Diese klare Symmetrie der Schuld erklärt auch ein Phänomen, das zunächst überrascht: Warum gibt es schon wieder ein Bündnis für Arbeit, obwohl die Hartz-Kommission gerade erst Ergebnisse produziert hat, die jetzt umgesetzt werden? Warum kehrt man zurück zu dieser etwas altmodischen Zusammensetzung des Bündnisses – hier die Arbeitgeber, da die Arbeitnehmer und dazwischen der Kanzler –, nachdem man es zu einer vielstimmigen Expertengruppe gebracht hat? Aber der erfolgreiche Konsens der Vielen in der Hartz-Kommission ist ja genau das Problem: Trotz Hartz wird es eine Menge Arbeitslose geben.

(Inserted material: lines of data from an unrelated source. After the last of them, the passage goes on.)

PR #2415, opened 2024-01-17
enhancement: allow setting image block crop padding parameter

### LINKED ISSUE #2320: bug: some extracted images have content clipped
**Describe the bug**
In some cases images extracted from a pdf are clipped (cutting off image content)

**To Reproduce**
Process this pdf with `extract_images_in_pdf=True`
[LM339-D.PDF](https://github.com/Unstructured-IO/unstructured/files/13781511/LM339-D.PDF)

**Expected behavior**
Extracted images should contain complete image content.

**Screenshots**
Some of the images in here will have clipped content. e.g.
figure-2-4

christinestraub:
Closes #2320 .

### Summary
In certain circumstances, adjusting the image block crop padding can improve image block extraction by preventing extracted image blocks from being clipped.

### Testing
- PDF: [LM339-D_2-2.pdf](https://github.com/Unstructured-IO/unstructured/files/13968952/LM339-D_2-2.pdf)
- Set two environment variables `EXTRACT_IMAGE_BLOCK_CROP_HORIZONTAL_PAD` and `EXTRACT_IMAGE_BLOCK_CROP_VERTICAL_PAD` 
(e.g. `EXTRACT_IMAGE_BLOCK_CROP_HORIZONTAL_PAD = 40`, `EXTRACT_IMAGE_BLOCK_CROP_VERTICAL_PAD = 20`

```
elements = partition_pdf(
    filename="LM339-D_2-2.pdf",
    extract_image_block_types=["image"],
)
```


Coniferish:
@Christine
This is what I'm using to test this, but I'm not seeing a difference in the image that's saved from the `main` branch and this one:
```
filename = "example-docs/LM339-D_2-2.pdf"
elements = partition_pdf(
    filename=filename,
    extract_image_block_types=["image"],
    strategy="hi_res",
    extract_image_block_output_dir="output/"
)
```

Do I need to define some additional param to increase the padding?

unstructured/partition/pdf_image/pdf_image_utils.py
```diff
@@ -75,6 +78,38 @@ def convert_pdf_to_image(
     return images
 
 
+def pad_element_bboxes(
+    element: "LayoutElement",
```
Coniferish, line 82: Not sure this needs to be changed since I'm not seeing an error from it, but why does the type hint have parentheses around it?

Coniferish:
Do the `.rst` files in `docs/source/` need to be updates with these changes?

christinestraub:
> @christine This is what I'm using to test this, but I'm not seeing a difference in the image that's saved from the `main` branch and this one:
> 
> ```
> from unstructured.partition.pdf import partition_pdf
> filename = "example-docs/LM339-D_2-2.pdf"
> elements = partition_pdf(
>     filename=filename,
>     extract_image_block_types=["image"],
>     strategy="hi_res",
>     extract_image_block_output_dir="output/"
> )
> ```
> 
> Do I need to define some additional param to increase the padding?

To see a difference in the image, you'll need to set two environment variables `EXTRACT_IMAGE_BLOCK_CROP_HORIZONTAL_PAD` and `EXTRACT_IMAGE_BLOCK_CROP_VERTICAL_PAD`. 
I updated testing instruction in description.

unstructured/partition/pdf_image/pdf_image_utils.py
christinestraub: No error is raised from it. I changed it as a refactoring. Do you mean double quotes("") by the "parentheses"?

Coniferish: Whoops. Yes, I meant quotes not parentheses.
Sounds good. Was mostly curious since I hadn't seen that before.

christinestraub: The double quotes are used to reference the LayoutElement type with the `TYPE_CHECKING` constant in a way that is compatible with both runtime execution (where LayoutElement is not actually imported) and static type checking (where LayoutElement is available).

Coniferish (approved):
LGTM once we get that docker test passing :)

Coniferish:
@christinestraub, one last question: I want to make sure that this should NOT update `element.text` that's detected even if the image now includes the full text (in this example "Output" is now visible, but it's still not a part of `element.text`)

christinestraub:
> @christinestraub, one last question: I want to make sure that this should NOT update the `element.text` that's detected even if the image now includes the full text (in this example "Output" is now visible, but it's still not a part of `element.text`)

I didn't expect to update the `element.txt`. @cragwolfe What do you think of this? Do we need to update `element.text` as well when extracting by adding padding to the detected image block?

cragwolfe:
> > @christinestraub, one last question: I want to make sure that this should NOT update the `element.text` that's detected even if the image now includes the full text (in this example "Output" is now visible, but it's still not a part of `element.text`)
> 
> I didn't expect to update the `element.txt`. @cragwolfe What do you think of this? Do we need to update `element.text` as well when extracting by adding padding to the detected image block?

I think the primary intent of this PR is with respect to the image artifacts saved, so do not need to update the .text in this PR. It's a good callout though and worth tracking in another github issue. But, there is a fair bit of nuance -- it seems find to extend OCR .text, but also want to be careful not to duplicate other text if the bbox overlaps another element. Or, don't allow a bbox overlap in the first place for OCR, only extend to min(EXTRACT_IMAGE_BLOCK_CROP_HORIZONTAL_PAD,distance_to_next_bbox).

cragwolfe (approved):
LGTM!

Sogar darin sind sich fast alle einig. Aber irgendjemand muss doch schuld sein! So funktionieren Medien, so funktioniert der demokratische Wettstreit der Parteien. Aber Schuld lässt sich nur verteilen, wo es Differenzen gibt. Deswegen ist das bemühte Scheitern des Bündnis für Arbeit ja so erfreulich für alle diejenigen, die Interessen zu verteidigen haben. Es wird noch eine große Zukunft haben.